На улице я гордо прошёл мимо Макеева, едва ли не зацепив его плечом. Он смерил меня взглядом и неприлично принюхался.
— Скоро… опять потечёшь… Не уходи, старик… Ну?
— Потеку — прибегу! Будешь мои «бо-бо» кошаками да собаками заговаривать. А пока… пока, мой альфа…
Я спустился под землю. Кристаллы встретили меня тихим потрескиванием. Знаете, когда осторожно ступаешь на тонкую ледяную корочку, раздаётся приятный, негромкий, мелодичный хруст? Именно его многократно приумножало эхо в тоннелях, и, отражаясь от каменных стен, выводился необычно колоритный звук, похожий на экзотическое пение.
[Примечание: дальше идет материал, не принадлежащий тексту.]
PR #162, opened 2024-04-25
Data Processing

RandomUsername1315:
# Pull Request Overview

This PR introduces a new class dedicated to handling data processing tasks from the local database. By centralizing data operations, this class aims to reduce complexity in the UI and view models. Initially, it will be utilized for generating data for  graphs on the main/overview page and compiling daily calorie summaries.

## Changes Made
- **(Details will be added upon completion)**

## Implementation Checklist

- [x] Update `MealDao` to retrieve all meals for a given day.
- [x] Implement retrieval of average daily calorie data based on date.
- [x] Calculate average calorie intake for the past week and month.

## Testing Checklist
- [x] Verify that `MealDao` operates as expected.
- [x] Ensure that `LocalDataProcessor.kt` returns correct values.

## Questions for Reviewers

- How do you feel about the return type for the `getCaloriesPerMealOccasionToday` function? Do you have suggestions for improvement?
- I'm considering renaming `LocalDataProcessor.kt` as I'm not fully satisfied with the current name. Do you think it adequately reflects the responsibilities of the class or do you have other suggestions?

## Future Improvements

- Extend the functionality to track weight and correlate daily caloric intake with weight changes.


app/src/main/java/com/github/se/polyfit/data/local/dao/MealDao.kt
```diff
@@ -37,6 +38,9 @@ interface MealDao {
     return meal?.toMeal()
   }
 
+  @Query("SELECT * FROM MEALTABLE WHERE createdAt >= :date ")
```
medwardson, line 41: I think we will also need a method to get meals created on a specific date for the daily recap screens, as users will be able to select yesterday for example and see what they ate only that day

app/src/main/java/com/github/se/polyfit/data/processor/LocalDataProcessor.kt
```diff
@@ -0,0 +1,40 @@
...
+import com.github.se.polyfit.data.local.dao.MealDao
+import com.github.se.polyfit.model.meal.MealOccasion
+import java.time.LocalDate
+import javax.inject.Inject
+
+data class DailyCalorieSummary(val date: LocalDate, val totalCalories: Double)
+
+class LocalDataProcessor @Inject constructor(private val mealDao: MealDao) {
+
+  private fun calculateCalories(sinceDate: LocalDate): List<DailyCalorieSummary> {
```
medwardson, line 12: To accomodate the other change suggested above, perhaps this can have an optional parameter to calculate on the date given only or since the date given

medwardson (commented):
It looks good, but I think it needs some adaptation to support single day searching.

> How do you feel about the return type for the getCaloriesPerMealOccasionToday function? Do you have suggestions for improvement?

I think you can return the calories without the date. I think this because if the user is requested the calories since date, they already have that data and won't need it again.

> I'm considering renaming LocalDataProcessor.kt as I'm not fully satisfied with the current name. Do you think it adequately reflects the responsibilities of the class or do you have other suggestions?
I don't see any issues with it personally

app/src/main/java/com/github/se/polyfit/data/local/dao/MealDao.kt
```diff
@@ -37,6 +38,12 @@ interface MealDao {
...
+  fun getMealsCreatedOnOrAfterDate(date: LocalDate): List<Meal>
+
+  @Query("SELECT * FROM MEALTABLE WHERE createdAt <= :date ")
```
medwardson, line 44: i think this should be `createdAt == :date`?

app/src/main/java/com/github/se/polyfit/data/processor/LocalDataProcessor.kt
```diff
@@ -0,0 +1,40 @@
...
+        .map { (date, meals) ->
+          DailyCalorieSummary(date, meals.sumOf { it.calculateTotalCalories() })
+        }
+  }
+
+  fun getCaloriesPerMealOccasionToday(): Map<MealOccasion, Double> {
+    return getCaloriesPerMealOnSpecificDay(LocalDate.now())
+  }
+
+  fun getCaloriesPerMealOnSpecificDay(day: LocalDate): Map<MealOccasion, Double> {
```
medwardson, line 24: ty :D

app/src/main/java/com/github/se/polyfit/data/processor/LocalDataProcessor.kt
```diff
@@ -0,0 +1,40 @@
...
+
+import com.github.se.polyfit.data.local.dao.MealDao
+import com.github.se.polyfit.model.meal.MealOccasion
+import java.time.LocalDate
+import javax.inject.Inject
+
+data class DailyCalorieSummary(val date: LocalDate, val totalCalories: Double)
+
+class LocalDataProcessor @Inject constructor(private val mealDao: MealDao) {
+  private fun calculateCalories(sinceDate: LocalDate): List<DailyCalorieSummary> {
```
medwardson, line 11:
```suggestion
  private fun calculateCaloriesSince(date: LocalDate): List<DailyCalorieSummary> {
```
perhaps more clear name

app/src/androidTest/java/com/github/se/polyfit/data/local/database/MealDatabaseTest.kt
```diff
@@ -128,6 +130,51 @@ class MealDatabaseTest {
...
+    assert(newMeals.contains(meal3))
+  }
+
+  private fun createMeal(name: String, firebaseId: String, createdAt: LocalDate): Meal {
+    return Meal(
+        name = name,
+        occasion = MealOccasion.BREAKFAST,
+        mealID = 1,
+        mealTemp = 20.0,
+        nutritionalInformation =
```
medwardson, line 163: i don't think it affects this test, but in general after that bugfix I've learned it is better to create nutrition through your ingredients rather than directly in the meal. perhaps we should even make it not possible to do so

medwardson (approved):
Nicely done

app/src/main/java/com/github/se/polyfit/data/local/dao/MealDao.kt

Я прижался щекой к породе. Почему я ощущал присутствие в ней александритов? Каждый раз, начиная взламывать земную кору, я безошибочно находил крупный кристалл, вот и сейчас я услышал тихий треск.
— Говори… я слушаю! Что я ещё сотворю со своей жизнью? — произнес я, мой организм отозвался ноющей болью внизу живота.
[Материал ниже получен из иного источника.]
PR #165, opened 2024-04-25
Feature/graph screen

sharif-bbd:
### Full Screen Presenting Graph and Data History

This screen displays a graph on the upper half of the screen with weight in ordinates and dates in abscissa. On the lower have you get a list of the data displayed on the graph and the screen allows for searching to filter out the data as well as sorting through KCAL or WEIGHT in Ascending order.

Секс с альфой действительно убирал неприятные болевые симптомы и тяжесть, но… сам процесс… Почему, трахаясь с Макеевым до течки, Лерой Дарси не ощущал ни унижения, ни стыда? У омег ТАКОЕ восприятие мира?! Как же они живут с такой болезненной чувствительностью ко всему? Слабые и нерешительные, они рожают детей, терпят злость обделённых природой бет и самодурство альф, заявляют о своих правах и даже, не осознавая своей значимости, меняют этот безумный мир.
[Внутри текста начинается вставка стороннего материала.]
PR #179, opened 2024-04-28
Daily Recap Screen

medwardson:
Screen to give recaps of meals from the selected day.
- Defaults to current day and displays all meals
- Can switch to past days and will fetch updated meals
- After creating/updating a meal, it clears the ViewModel

TODO:
- Make necessary changes to AddMealFlow to allow editing meal, as currently it is not set up properly.


app/src/main/java/com/github/se/polyfit/ui/screen/DailyRecapScreen.kt
```diff
@@ -0,0 +1,63 @@
...
+  val occasions = MealOccasion.entries.filter { it != MealOccasion.OTHER }
+
+  Scaffold(topBar = { SimpleTopBar("Overview", navigateBack) }) {
+    Column(modifier = Modifier.padding(it).testTag("DailyRecapScreen")) {
+      DateSelector(onConfirm = dailyRecapViewModel::setDate, title = "Date")
+      if (isFetching) {
+        CircularProgressIndicator(
+            modifier = Modifier.fillMaxSize().padding(16.dp).testTag("Spinner"))
+      }
+      if (!isFetching) {
```
medwardson, line 42: Chose to do this instead of if/else as it seems more clear

app/src/main/java/com/github/se/polyfit/ui/screen/NutritionScreen.kt
```diff
@@ -94,8 +100,8 @@ private fun BottomBar(setMeal: () -> Unit, isComplete: Boolean, navigateForward:
               PrimaryButton(
                   onClick = {
                     Log.v("Add to Diary", "Clicked")
-                    setMeal()
                     navigateForward()
+                    setMeal()
```
medwardson, line 104: Prevent UI from updating before navigating away

app/src/main/java/com/github/se/polyfit/ui/components/list/MealList.kt
```diff
@@ -0,0 +1,98 @@
...
+            style = MaterialTheme.typography.bodyLarge,
+            color = PurpleGrey40,
+            modifier = Modifier.testTag("MealName"))
+        Text(
+            "${meal.calculateTotalCalories()} ${MeasurementUnit.KCAL.name.lowercase()}",
+            style = MaterialTheme.typography.bodyMedium,
+            color = PurpleGrey40,
+            modifier = Modifier.testTag("MealCalories"))
+      }
+      MealTagList(
```
aprilslis, line 90: Very good decision on reusing the components!

app/src/main/java/com/github/se/polyfit/ui/screen/DailyRecapScreen.kt
```diff
@@ -0,0 +1,63 @@
...
+          }
+        }
+      }
+    }
+  }
+}
+
+@Preview
+@Composable
+fun DailyRecapScreenPreview() {
```
aprilslis, line 61: Do we need to comment this out or remove this as it only for development process?

app/src/main/java/com/github/se/polyfit/ui/screen/NutritionScreen.kt
```diff
@@ -39,13 +39,19 @@ fun NutritionScreen(
     navigateForward: () -> Unit
 ) {
   val isComplete by mealViewModel.isComplete.collectAsState()
+
+  fun setMeal() {
```
aprilslis, line 43: Is there any reason why this bug fix is included in this pr?

app/src/main/java/com/github/se/polyfit/ui/theme/Color.kt
```diff
@@ -16,3 +16,4 @@ val GradientButtonPink = Color(0xFF4A00E0)
 val GradientButtonPurple = Color(0xFF8E2DE2)
 val GradientButtonGrey = Color(0xFFE0E0E0)
 val DeleteIconRed = Color(0xFFFF7575)
+val BorderPurple = Color(0xFFD8D1F5)
```
aprilslis, line 19: No action needed for this PR, but we should add a ticket to backlog to let the overview screen use this proper border color as well

aprilslis (approved):
Looks pretty good overall! Just some small questions but other than that lgtm!

app/src/main/java/com/github/se/polyfit/ui/screen/DailyRecapScreen.kt
medwardson: I don't think it needs to be commented out, but I can do it if that's preferred. It shouldn't interrupt anything

app/src/main/java/com/github/se/polyfit/ui/screen/NutritionScreen.kt
medwardson: Yes, this is a set of integrating the ability to edit meals, which was worked on in this PR but is delayed since the AddMealFlow is not fully ready. This is still an important change to include

app/src/main/java/com/github/se/polyfit/viewmodel/dailyRecap/DailyRecapViewModel.kt
```diff
@@ -0,0 +1,41 @@
...
+    ViewModel() {
+  private val _meals: MutableStateFlow<List<Meal>> = MutableStateFlow(mutableListOf())
+  val meals: StateFlow<List<Meal>> = _meals
+
+  private val _isFetching: MutableStateFlow<Boolean> = MutableStateFlow(false)
+  val isFetching: StateFlow<Boolean> = _isFetching
+
+  init {
+    getMealsOnDate(LocalDate.now())
+  }
```
sharif-bbd, line 27: Be careful not with this line, if the viewmodel gets instantiated frequently it will result in multiple unnecessary fetching of the data. If this happens currently or later on an Idea would be to put a refresh mechanism on it and start fetching only when the user refreshes

sharif-bbd (commented):
Really good PR, I would suggest handling the case where the occasions list is empty as I feel showing a blank screen isn't really good practice. But nevertheless Excellet Job !

app/src/main/java/com/github/se/polyfit/ui/components/list/MealList.kt
```diff
@@ -0,0 +1,98 @@
...
+    mealViewModel: MealViewModel = hiltViewModel()
+) {
+  val filteredMeals = meals.filter { it.occasion == occasion }
+  val totalCalories = filteredMeals.sumOf { it.calculateTotalCalories() }.toString()
+
+  Surface(
+      modifier = modifier.fillMaxWidth().padding(8.dp, 0.dp).testTag("MealList"),
+      border = BorderStroke(1.dp, BorderPurple),
+      shape = RoundedCornerShape(4.dp),
+      color = Color.White) {
```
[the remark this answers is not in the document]
medwardson: I don't think our material theme matches the figma design. Maybe this can be a future ticket, but for now this and many other parts of the code base don't follow because it's not up to date with Figma's colors

app/src/main/java/com/github/se/polyfit/ui/components/list/MealList.kt
```diff
@@ -0,0 +1,98 @@
...
+
+@Composable
+fun MealList(
+    meals: List<Meal>,
+    occasion: MealOccasion,
+    navigateTo: () -> Unit,
+    modifier: Modifier = Modifier,
+    mealViewModel: MealViewModel = hiltViewModel()
+) {
+  val filteredMeals = meals.filter { it.occasion == occasion }
```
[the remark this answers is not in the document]
medwardson: It is intended for no meals to show up for a specific occasion. I think the comment you added below for if there is no meals anywhere suits well, but it's ok to show an empty list if one occasion is empty

app/src/main/java/com/github/se/polyfit/viewmodel/dailyRecap/DailyRecapViewModel.kt
```diff
@@ -0,0 +1,41 @@
...
+import kotlinx.coroutines.withContext
+
+@HiltViewModel
+class DailyRecapViewModel @Inject constructor(private val mealRepository: MealRepository) :
+    ViewModel() {
+  private val _meals: MutableStateFlow<List<Meal>> = MutableStateFlow(mutableListOf())
+  val meals: StateFlow<List<Meal>> = _meals
+
+  private val _isFetching: MutableStateFlow<Boolean> = MutableStateFlow(false)
+  val isFetching: StateFlow<Boolean> = _isFetching
```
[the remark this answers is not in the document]
medwardson: StateFlow also reacts to events that update the values (i.e. if you switch to an old date that has meals, when we set the meal value it will refresh the screen. Further, it provides default values versus having potential null values, which is why I went with it. Do you think that LiveData will provide any additional benefits on this purpose?

app/src/main/java/com/github/se/polyfit/ui/screen/NutritionScreen.kt
medwardson: This is not included in the ViewModel because the ViewModel should not represent multiple instances. This is a temporary solution until https://github.com/swent-group10/polyfit/issues/164 is finished

RandomUsername1315: I am working on it. Except a new implementation by tomorrow.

Луиджи Сесилиа продал душу дьяволу в погоне за счастьем для своего ребёнка.
Я отдал тело.
Вспомнил жадные ласки Свята — засосало под ложечкой. Тут же захотелось в постель под одеяло, под тёплый бок. Вот почему я не хочу быть омегой! Я не могу позволить себе потерять контроль над собой и пространством вокруг себя. Я — мужчина, и у меня есть, что защищать. Омега всегда подсознательно стремится найти сильного доминанта, который облегчит жизнь, приласкает и защитит от невзгод. Альфа, который заявит права на омежку, потребует взамен подчинение, страх и покорность. А любовь… просто химия тел? Её себе омежки придумали, чтобы оправдать свою бесхребетность в семье? Меня ТАК ВОТ любят, и ничего, что муж рычит сквозь зубы, ходит налево и изредка распускает руки. Он же… мой, он же всё равно возвращается ко мне… Он же… меня… любит?